WHAT TO DO: Transcribe every entry precisely, omitting nothing.

EXERCISE INPUTS:
PR #495, opened 2026-03-24
fix: update attributes netcdf sparse subset

renaudjester:
Update the netcdf attributes

### Pull Request Checklist

- [x] Requested code reviews
- [ ] Updated the changelog

----
📚 Documentation preview 📚: https://copernicusmarine--495.org.readthedocs.build/en/495/


copernicusmarine/download_functions/download_sparse.py
```diff
@@ -550,7 +546,7 @@ def _platform_dataframe_to_dataset(
         aggfunc="first",
     )
     pivot.columns = [
-        f"{var}_qc" if metric == "value_qc" else var
+        f"{var}_QC" if metric == "value_qc" else var
         for metric, var in pivot.columns
     ]
```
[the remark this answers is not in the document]
uriii3: update the documentation if it says so, right?

copernicusmarine/download_functions/download_sparse.py
```diff
@@ -681,69 +700,73 @@ def _add_attributes_to_dataset(
...
+        ds[vertical_axis].attrs["axis"] = "Z"
 
     # pressure attributes
-    ds["pressure"].attrs["units"] = "dbar"
-    # ds["pressure"].attrs["axis"] = "Z"
-    ds["pressure"].attrs["positive"] = "down"
-    ds["pressure"].attrs["standard_name"] = "reference_pressure"
+    if "pressure" in ds.coords:
+        ds["pressure"].attrs["units"] = "dbar"
+        # ds["pressure"].attrs["axis"] = "Z"
```
uriii3: remove

copernicusmarine/download_functions/download_sparse.py
```diff
@@ -588,6 +603,8 @@ def _build_netcdf_encoding(
             "complevel": compression_level,
             "contiguous": False,
             "shuffle": True,
+            "scale_factor": 1.0,
+            "add_offset": 0.0,
```
uriii3, line 607: hardcoded like this? why?

copernicusmarine/download_functions/download_sparse.py
uriii3: remove?

uriii3 (commented):
can you remind me the 'depth from producer' and the relation between when it is depth(elevation) or pressure?

copernicusmarine/download_functions/download_sparse.py
renaudjester: I think we can optimise it later :D

copernicusmarine/download_functions/download_sparse.py
```diff
@@ -527,19 +519,23 @@ def _dataframe_to_netcdf_per_platform(
 
 def _platform_dataframe_to_dataset(
     platform_df: pd.DataFrame,
-    index_cols: list[str],
-    aux_cols: list[str],
     metadata_cols: list[str],
+    vertical_axis: VerticalAxis,
```
uriii3, line 523: this we set to 'depth' by default, but does not necessarily mean that we have the dimension, no? do we always have depth OR elevation? or we could have pressure as the 'Z' axis? then this works?

uriii3 (commented):
As I understand from the code and ticket, we have:
- depth or elevation
- maybe we have pressure -> which should be axis Z if none of the above (?)
What has happened to `depth_from_producer` ?

Theophile-Varnier (approved):

copernicusmarine/download_functions/download_sparse.py
renaudjester: We always have the dimension :D the ARCO data will always have depth even if the producer doesn't provide it

uriii3 (approved):

PR #498, opened 2026-04-14
feat: take into consideration sparse type

renaudjester:
fix [CMT-228](https://cms-change.atlassian.net/browse/CMT-228)

Using the attribute "sparse_type" in the metadata to determine if we should have a netcdf with dimension (time, depth_level) or just (time) 

### Pull Request Checklist

- [x] Requested code reviews
- [x] Updated the changelog

[CMT-228]: https://cms-change.atlassian.net/browse/CMT-228?atlOrigin=eyJpIjoiNWRkNTljNzYxNjVmNDY3MDlhMDU5Y2ZhYzA5YTRkZjUiLCJwIjoiZ2l0aHViLWNvbS1KU1cifQ

### DIFF
--- a/copernicusmarine/download_functions/download_sparse.py
+++ b/copernicusmarine/download_functions/download_sparse.py
@@ -478,6 +478,7 @@ def _dataframe_to_netcdf_per_platform(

RESPONSE AREA:
PR #495, opened 2026-03-24
fix: update attributes netcdf sparse subset

renaudjester:
Update the netcdf attributes

### Pull Request Checklist

- [x] Requested code reviews
- [ ] Updated the changelog

----
📚 Documentation preview 📚: https://copernicusmarine--495.org.readthedocs.build/en/495/


copernicusmarine/download_functions/download_sparse.py
```diff
@@ -550,7 +546,7 @@ def _platform_dataframe_to_dataset(
         aggfunc="first",
     )
     pivot.columns = [
-        f"{var}_qc" if metric == "value_qc" else var
+        f"{var}_QC" if metric == "value_qc" else var
         for metric, var in pivot.columns
     ]
```
[the remark this answers is not in the document]
uriii3: update the documentation if it says so, right?

copernicusmarine/download_functions/download_sparse.py
```diff
@@ -681,69 +700,73 @@ def _add_attributes_to_dataset(
...
+        ds[vertical_axis].attrs["axis"] = "Z"
 
     # pressure attributes
-    ds["pressure"].attrs["units"] = "dbar"
-    # ds["pressure"].attrs["axis"] = "Z"
-    ds["pressure"].attrs["positive"] = "down"
-    ds["pressure"].attrs["standard_name"] = "reference_pressure"
+    if "pressure" in ds.coords:
+        ds["pressure"].attrs["units"] = "dbar"
+        # ds["pressure"].attrs["axis"] = "Z"
```
uriii3: remove

copernicusmarine/download_functions/download_sparse.py
```diff
@@ -588,6 +603,8 @@ def _build_netcdf_encoding(
             "complevel": compression_level,
             "contiguous": False,
             "shuffle": True,
+            "scale_factor": 1.0,
+            "add_offset": 0.0,
```
uriii3, line 607: hardcoded like this? why?

copernicusmarine/download_functions/download_sparse.py
uriii3: remove?

uriii3 (commented):
can you remind me the 'depth from producer' and the relation between when it is depth(elevation) or pressure?

copernicusmarine/download_functions/download_sparse.py
renaudjester: I think we can optimise it later :D

copernicusmarine/download_functions/download_sparse.py
```diff
@@ -527,19 +519,23 @@ def _dataframe_to_netcdf_per_platform(
 
 def _platform_dataframe_to_dataset(
     platform_df: pd.DataFrame,
-    index_cols: list[str],
-    aux_cols: list[str],
     metadata_cols: list[str],
+    vertical_axis: VerticalAxis,
```
uriii3, line 523: this we set to 'depth' by default, but does not necessarily mean that we have the dimension, no? do we always have depth OR elevation? or we could have pressure as the 'Z' axis? then this works?

uriii3 (commented):
As I understand from the code and ticket, we have:
- depth or elevation
- maybe we have pressure -> which should be axis Z if none of the above (?)
What has happened to `depth_from_producer` ?

Theophile-Varnier (approved):

copernicusmarine/download_functions/download_sparse.py
renaudjester: We always have the dimension :D the ARCO data will always have depth even if the producer doesn't provide it

uriii3 (approved):

PR #498, opened 2026-04-14
feat: take into consideration sparse type

renaudjester:
fix [CMT-228](https://cms-change.atlassian.net/browse/CMT-228)

Using the attribute "sparse_type" in the metadata to determine if we should have a netcdf with dimension (time, depth_level) or just (time) 

### Pull Request Checklist

- [x] Requested code reviews
- [x] Updated the changelog

[CMT-228]: https://cms-change.atlassian.net/browse/CMT-228?atlOrigin=eyJpIjoiNWRkNTljNzYxNjVmNDY3MDlhMDU5Y2ZhYzA5YTRkZjUiLCJwIjoiZ2l0aHViLWNvbS1KU1cifQ

### DIFF
--- a/copernicusmarine/download_functions/download_sparse.py
+++ b/copernicusmarine/download_functions/download_sparse.py
@@ -478,6 +478,7 @@ def _dataframe_to_netcdf_per_platform(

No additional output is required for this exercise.